My own dearest Julia:
I cannot understand why you treat me thus. Surely I deserve
better than this of you. It is three weeks now since you have left
me, and in all that time not a word from you. Not so much as the
briefest line, to tell me of your safe arrival, whether you met Mr.
Durand, whether the marriage has taken place or not. Julia, you
were never like this before. What am I to think? Can you not
imagine the distracted state of mind this leaves me in--
14
He waited until after they were through their supper to speak of it, and then only in the mildest, least reproachful way.
He took it out and gave it to her, after they had entered the sitting room from the dining room, and settled themselves there, she across the lamplit table from him. "This came for you today. I opened it by mistake, not noticing.
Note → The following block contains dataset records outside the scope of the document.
PR #1037, opened 2017-04-04
Locking for router config

shitz:
This PR adds a lock around the router config to prepare for updating topology information without restarting the router.

There now is a package level lock in `conf` and the global configuration object can only be acquired by calling `conf.GetConfig()` which protects access to the configuration object by a RWMutex. When loading a new config, the new config first gets completely loaded before the global reference is updated (protected by a write lock).

---
This change is [Reviewable](https://reviewable.io/reviews/netsec-ethz/scion/1037)

### DIFF
--- a/go/border/conf/conf.go
+++ b/go/border/conf/conf.go
@@ -36,10 +36,6 @@ import (
 
 // Conf is the main config structure.
 type Conf struct {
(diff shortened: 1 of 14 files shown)


shitz:
Closing, since this won't be checked in.

PR #1039, opened 2017-04-10
Added CN field to CA certificates

pszalach:
Currently, certificate generation does not add the common name field, that PR fixes it.

---
This change is [Reviewable](https://reviewable.io/reviews/netsec-ethz/scion/1039)

### DIFF
--- a/topology/Default.topo
+++ b/topology/Default.topo
@@ -70,46 +70,22 @@ ASes:
 CAs:
   CA1-1:
     ISD: 1
-    countryName: US
-    stateOrProvinceName: Minnesota
-    localityName: Minnetonka
-    organizationName: my company
-    organizationalUnitName: my organization
+    commonName: CA1-1
   CA1-2:
     ISD: 1
-    countryName: US
-    stateOrProvinceName: Minnesota
-    localityName: Minnetonka
-    organizationName: my company
-    organizationalUnitName: my organization
+    commonName: CA1-2
   CA1-3:
     ISD: 1
-    countryName: US
-    stateOrProvinceName: Minnesota
-    localityName: Minnetonka
-    organizationName: my company
-    organizationalUnitName: my organization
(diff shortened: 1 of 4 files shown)


pszalach:
@sezergueler @kormat

sezergueler:
:lgtm:

---

Review status: 0 of 4 files reviewed at latest revision, all discussions resolved, some commit checks failed.

---



*Comments from [Reviewable](https://reviewable.io:443/reviews/netsec-ethz/scion/1039#-:-KhMtAswOzXaaOmbsV0-:bnfp4nl)*

pszalach:
The latest commit removes all CA description expect `CN` (as the description is identical everywhere, it is rather confusing than helpful). 
@sezergueler do you use this description anywhere?

sezergueler:
@pszalach I am not using them right now, it is the same everywhere for now but I think in real deployment they would all be different. I think the CAs should have a globally unique name. This could be done with all those fields. We can still drop them, but then we need to make sure that the names are unique.

One could argue that the name contains the ISD identifier and makes the name unique. But we do not have any restrictions on CA names yet, they could have an arbitrary name. I would suggest that if we want to drop the fields, we set CN field to something like "ISD x, ca_name".

pszalach:
@sezergueler but these names are unique. Names must be unique within ISD (i.e., a CA can be included in two ISDs' TRCs under the same name, why not?).
Sure, I agree that in reality they have descriptions etc... but I just want to drop it as it makes debugging more difficult.

kormat:
LGTM, but please update the commit description to cover why the other fields are being removed.

---

Reviewed 4 of 4 files at r1.

---



*Comments from [Reviewable](https://reviewable.io:443/reviews/netsec-ethz/scion/1039#-:-KinlEs9w3JZy7-6wunL:b-tcc7ma)*

PR #1042, opened 2017-04-10
Timeout IFs if they are down after a reset

shitz:
A BS resets all negative information about interfaces after becoming master, i.e., set their state to `INACTIVE`. If the interface really was down, however, it never timed it out and thus would never issue revocations for that interface. This PR fixes that. 

Also reduced the interface timeout to 3s (down from 10s).

---
This change is [Reviewable](https://reviewable.io/reviews/netsec-ethz/scion/1042)


shitz:
Superseded by #1050

PR #999, opened 2017-03-02
CMAC instead of CBC-MAC

pszalach:
fixes #985
~~CMAC.py is taken from the current version of pycrypto (unfortunately, currently neither `apt` nor `pip` provide it)~~
fixes #1003 

---
This change is [Reviewable](https://reviewable.io/reviews/netsec-ethz/scion/999)

PR #1047, opened 2017-04-20
Cryptography package added

pszalach:
required by #999

---
This change is [Reviewable](https://reviewable.io/reviews/netsec-ethz/scion/1047)


pszalach:
@kormat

I hope you'll forgive me."
She took the whole envelope first, and studied it a second, this way and that. "Who's it from ?" she said.
"Can't you tell?"
Just as he was about to wonder why the script in itself did not tell her that, she had already withdrawn its contents and opened them, and murmured "Oh," so the question never had a chance to form itself in his mind. But whether the "Oh" meant recognition of its sender or merely recognition of the nature of the letter, or even something else quite different, there was no way for him to distinguish.
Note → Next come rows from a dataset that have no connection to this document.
PR #1050, opened 2017-04-24
Fix handling of inactive interfaces in BS.

kormat:
If a BS starts up (or becomes master) when a given interface is down, it
currently stays permenantly marked as INACTIVE, and is never revoked.
This change makes inactive interfaces timeout the same as active ones,
in both the startup and master-election cases.

---
This change is [Reviewable](https://reviewable.io/reviews/netsec-ethz/scion/1050)

### DIFF
--- a/infrastructure/beacon_server/base.py
+++ b/infrastructure/beacon_server/base.py
@@ -761,14 +761,16 @@ class BeaconServer(SCIONElement, metaclass=ABCMeta):
             with self.ifid_state_lock:
                 for (if_id, if_state) in self.ifid_state.items():
                     cur_epoch = ConnectedHashTree.get_current_epoch()
-                    # Check if interface has timed-out.
-                    if ((if_state.is_expired() or if_state.is_revoked()) and
-                       (if_id_last_revoked[if_id] != cur_epoch)):
-                            if_id_last_revoked[if_id] = cur_epoch
-                            if not if_state.is_revoked():
-                                logging.info("IF %d appears to be down.", if_id)
-                            self._issue_revocation(if_id)
-                            if_state.revoke_if_expired()
+                    if not if_state.is_expired() or (
+                            if_state.is_revoked() and if_id_last_revoked[if_id] == cur_epoch):
+                        # Either the interface hasn't timed out, or it's already revoked for this
+                        # epoch
+                        continue
+                    if_id_last_revoked[if_id] = cur_epoch
+                    if not if_state.is_revoked():
+                        logging.info("IF %d appears to be down.", if_id)
+                    self._issue_revocation(if_id)
+                    if_state.revoke_if_expired()
             sleep_interval(start_time, self.IF_TIMEOUT_INTERVAL,
                            "Handle IF timeouts")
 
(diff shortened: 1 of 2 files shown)


shitz:
Reviewed 1 of 2 files at r1.
Review status: 1 of 2 files reviewed at latest revision, 1 unresolved discussion.

---

*[infrastructure/beacon_server/if_state.py, line 86 at r1](https://reviewable.io:443/reviews/netsec-ethz/scion/1050#-KiUFE38kZW6fl6HgnNa:-KiUFE38kZW6fl6HgnNb:bl8yphw) ([raw file](https://github.com/netsec-ethz/scion/blob/e4dba093daf437943636a49066d08e278e3a45e5/infrastructure/beacon_server/if_state.py#L86)):*
> ```Python
>     def is_expired(self):
>         with self._lock:
>             if self._state in [self.TIMED_OUT, self.REVOKED]:
> ```

What's the reason for adding `REVOKED` here as well? Is it intentional that an interface can now be `EXPIRED` and `REVOKED`?

---


*Comments from [Reviewable](https://reviewable.io:443/reviews/netsec-ethz/scion/1050)*

kormat:
Review status: 1 of 2 files reviewed at latest revision, 1 unresolved discussion.

---

*[infrastructure/beacon_server/if_state.py, line 86 at r1](https://reviewable.io:443/reviews/netsec-ethz/scion/1050#-KiUFE38kZW6fl6HgnNa:-KiUIBldYr3QcvD7AYp2:btef8kv) ([raw file](https://github.com/netsec-ethz/scion/blob/e4dba093daf437943636a49066d08e278e3a45e5/infrastructure/beacon_server/if_state.py#L86)):*

What's the reason for adding `REVOKED` here as well? Is it intentional that an interface can now be `EXPIRED` and `REVOKED`?
</blockquote></details>

Well, part of the issue here is that the semantics of the states aren't defined, `is_expired` doesn't actually map to a single state (there is no `EXPIRED` state), and the semantics of "expired" isn't defined either. I'm considering `REVOKED` to be an extension of `TIMED_OUT`. This also simplifies the logic in the BS.

---


*Comments from [Reviewable](https://reviewable.io:443/reviews/netsec-ethz/scion/1050)*

shitz:
:lgtm:

---

Reviewed 1 of 2 files at r1.

---

*[infrastructure/beacon_server/if_state.py, line 86 at r1](https://reviewable.io:443/reviews/netsec-ethz/scion/1050#-KiUFE38kZW6fl6HgnNa:-KiUK-fAHO-olXv5uasX:bg2m6kk) ([raw file](https://github.com/netsec-ethz/scion/blob/e4dba093daf437943636a49066d08e278e3a45e5/infrastructure/beacon_server/if_state.py#L86)):*

Well, part of the issue here is that the semantics of the states aren't defined, `is_expired` doesn't actually map to a single state (there is no `EXPIRED` state), and the semantics of "expired" isn't defined either. I'm considering `REVOKED` to be an extension of `TIMED_OUT`. This also simplifies the logic in the BS.
</blockquote></details>

`is_expired` is just a bad naming of `is_timed_out`. I'm fine with considering `REVOKED` as being an extensions of `TIMED_OUT`.

---


*Comments from [Reviewable](https://reviewable.io:443/reviews/netsec-ethz/scion/1050#-:-KiUKHjRXQFBcZXaXz9a:bnfp4nl)*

She read it rather quickly, even hurriedly, her head moving with each line, then back again, in continuous serried little twitchings. Then reached the bottom and had done.
He thought he saw remorse on her face, in its sudden, still abstraction, that held for a moment after.
"She says--" She half-tendered it to him. "Did you read it?"
"Yes, I did," he said, slightly uncomfortable.
She put it back in the envelope, gave the latter two taps where its seam was broken.
He looked at her fondly, to soften the insistence of his appeal. "Write to her, Julia," he urged. "That is not like you at all."
"I will," she promised contritely. "Oh, I will, Louis, without fail." And twisted her hands a little, about themselves, and looked down at them as she did so.
"But why didn't you before now?" he continued gently. "I never asked you, because I felt sure you had."
"Oh, so much has happened--I meant to, time and again I meant to, and each time there was something to take my mind off it. You see, Louis, this has been the beginning of a whole new life for me, these past few weeks, and everything seemed to come at one time--"
"I know," he said. "But you will write?" And he took up and lost himself in his newspaper.
"The very first thing," she vowed.
Half an hour went by. She was, now, turning the leaves of a heavy ornamental album, regaling herself with the copperplate engravings, snubbing the text.
He watched her covertly from under lowered lids a moment. Presently he cleared his throat as a reminder.
She took no notice, went ahead, with childlike engrossment.
"You said you would write to your sister."
She looked slightly disconcerted. "I know. But must it be right tonight? Why won't tomorrow do as well ?"
"Don't you want to write to her?"
"Of course I do, how can you ask that? But why must it be this instant? Will tomorrow make such a difference ?"
He put his newspaper aside. "A great deal in time of arrival, I'm afraid. If you write it now, it can go off in the early morning post. If you wait until tomorrow, it will be held over a full day longer; she will have that much more anxiety to endure."
He rose, closed the album for her, since she gave no signs of intending to do this herself. Then he stopped momentarily, looked at her searchingly to ask: "There's no ill-feeling between you, is there? Some quarrel just before you left that you haven't told me about?" And before she could speak, if she had meant to, put the answer in her mouth. "She doesn't write as though there had been."
The lines of her throat, extended for an instant, dropped back again, as if he'd aborted what she'd been about to say.
"How you talk," she murmured. "We're devoted to one another."
"Well, then, come. Why be stubborn? There's no time like the present. And you have nothing to occupy yourself with, that I can see." He took her by both hands and had to draw her to her feet. And though she made no active sign of resistance, he could feel the weight of her body against the direction of his pull.